Collection entries
⟨

PR #542, opened 2021-11-23
Update README

martin-kokos:
Add notice of intel media driver

### DIFF
--- a/README.md
+++ b/README.md
@@ -6,6 +6,8 @@
 
 VA-API (Video Acceleration API) user mode driver for Intel GEN Graphics family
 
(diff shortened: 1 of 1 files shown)


martin-kokos:
> Maintenance mode is probably more correct? Like.. it's not that they stopped development per se (like perhaps intel-hybrid-driver). It's more that there's nothing left to add/expand.
> 
> p.s. intel's own mailing lists are no more, at most the readme should point to the [archive thereof](https://web.archive.org/web/20220916014841/https://lists.01.org/hyperkitty/list/intel-vaapi-media@lists.01.org/)

That's what I meant. People looking for vaapi support on intel shouldn't be installing it and rather look at https://github.com/intel/media-driver instead id they can.

mirh:
Right, I forgot the part where you do actually have a choice to push ahead since non-Atom Gen8 hardware. For as much as I don't think <Gen12 is seeing much love there either (except perhaps in the common bits for HDR or whatever other fancier new modernity)

PR #549, opened 2022-05-02
Meson warning fixups

eli-schwartz:


eli-schwartz:
Setting the `check: ` kwarg requires newer Meson. I if/elsed the code for now as I'm not sure what the project policy is. I guess bumping it would drop support for Ubuntu 18.04 which probably should not matter.

ceyusa:
libva already uses `meson_version : '>= 0.53.0'` : https://github.com/intel/libva/blob/master/meson.build#L11 

Perhaps it would worth to bump to the same version or, at least to 0.47

eli-schwartz:
Good point, done.

eli-schwartz:
I would be happy to receive clarification on that as well.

⟩

What you have to do.
Restate each entry exactly, skipping none.

Written solution.
PR #542, opened 2021-11-23
Update README

martin-kokos:
Add notice of intel media driver

### DIFF
--- a/README.md
+++ b/README.md
@@ -6,6 +6,8 @@
 
 VA-API (Video Acceleration API) user mode driver for Intel GEN Graphics family
 
(diff shortened: 1 of 1 files shown)


martin-kokos:
> Maintenance mode is probably more correct? Like.. it's not that they stopped development per se (like perhaps intel-hybrid-driver). It's more that there's nothing left to add/expand.
> 
> p.s. intel's own mailing lists are no more, at most the readme should point to the [archive thereof](https://web.archive.org/web/20220916014841/https://lists.01.org/hyperkitty/list/intel-vaapi-media@lists.01.org/)

That's what I meant. People looking for vaapi support on intel shouldn't be installing it and rather look at https://github.com/intel/media-driver instead id they can.

mirh:
Right, I forgot the part where you do actually have a choice to push ahead since non-Atom Gen8 hardware. For as much as I don't think <Gen12 is seeing much love there either (except perhaps in the common bits for HDR or whatever other fancier new modernity)

PR #549, opened 2022-05-02
Meson warning fixups

eli-schwartz:


eli-schwartz:
Setting the `check: ` kwarg requires newer Meson. I if/elsed the code for now as I'm not sure what the project policy is. I guess bumping it would drop support for Ubuntu 18.04 which probably should not matter.

ceyusa:
libva already uses `meson_version : '>= 0.53.0'` : https://github.com/intel/libva/blob/master/meson.build#L11 

Perhaps it would worth to bump to the same version or, at least to 0.47

eli-schwartz:
Good point, done.

eli-schwartz:
I would be happy to receive clarification on that as well.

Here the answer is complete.